Salesforce Data Cloud is the natural choice for enterprises already deep in the Salesforce ecosystem. Its strength is integration with Sales Cloud and Service Cloud. Its weakness is that it functions best when Salesforce is the system of record, which is rarely true for large enterprises with established data warehouses. Moving data into Data Cloud creates the same duplicate-source-of-truth problem described earlier.
Adobe Real-Time CDP is purpose-built for enterprises using Adobe's analytics and experience tools. If your personalization strategy runs through Adobe Experience Manager and Target, the CDP's native connections are genuinely useful. Outside that ecosystem, the integration overhead increases substantially and the warehouse-native use case is not where the platform was designed to operate.
Segment is the most developer-friendly option in this group and has broad adoption among technical marketing teams. It excels at event collection and real-time streaming. Its enterprise limitations show up in complex identity resolution scenarios and in situations where the warehouse is the system of record rather than Segment itself.
None of these is a wrong answer for every enterprise. The right answer depends on your existing ecosystem, your data architecture, and where the governance authority over customer data actually sits in your organization.
The Composable Model Is Becoming the Default
Two years ago, "composable CDP" was a term a small number of vendors used to differentiate themselves from the incumbents. In 2025, it's become a category expectation for enterprises that have already invested in modern data infrastructure.
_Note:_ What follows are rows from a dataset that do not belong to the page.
PR #3506, opened 2026-03-11
 Use TypedDict for OpenStreetMap classes parameter

ashnair1:
## Summary by CodeRabbit

* **Refactor**
  * Strengthened type safety for the OpenStreetMap dataset with improved type annotations, ensuring more robust class configuration handling.

* **Tests**
  * Updated OpenStreetMap dataset tests to use explicit typing for class configurations.

* **Chores**
  * Updated documentation configuration to suppress internal type warnings.


isaaccorley (approved):

adamjstewart:
Definitely a step in the right direction, but there are plenty of Any remaining we should still squash. My end goal is to remove all uses of Any other than `*args: Any, **kwargs: Any`.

Gartner and Forrester have both noted the shift in analyst coverage over the last 18 months. Enterprise buyers are increasingly asking whether they need a CDP that owns the data layer or a CDP that operates on top of it. The answer almost always depends on whether a warehouse already exists — and for large enterprises, it almost always does.
The practical implication is that the evaluation criteria have shifted. Five years ago, an enterprise CDP evaluation focused on data ingestion quality and connector breadth. Today, the first question is architectural: does this platform compound the value of our existing data investment or compete with it?
A platform that compounds that investment wins in most enterprise buying situations, because it reduces the total cost of ownership while increasing the speed at which marketing teams can act on accurate data.
What the Decision Actually Comes Down To
Choosing the best CDP for large enterprises in 2025 is a data architecture decision before it's a marketing tool decision. The platforms that understand this are selling to a different buyer than the platforms still leading with segmentation and campaign features.
If your enterprise has a modern cloud data warehouse and a data team that governs it, the most defensible choice is a CDP that treats the warehouse as the foundation rather than a data source to be ingested. The governance, identity, and activation capabilities should sit on top of what you already have — not alongside it in a competing system.
If your enterprise is earlier in its data maturity journey and the warehouse is not yet the system of record, a more integrated CDP may reduce early-stage complexity. But that's a temporary architecture that will eventually require renegotiation as your data infrastructure matures.
The platforms worth serious evaluation in 2025 are the ones that can answer the governance question clearly and demonstrate identity resolution at your actual scale. Everything else is a table-stakes capability that most vendors can claim. The architecture question is where the real differentiation lives.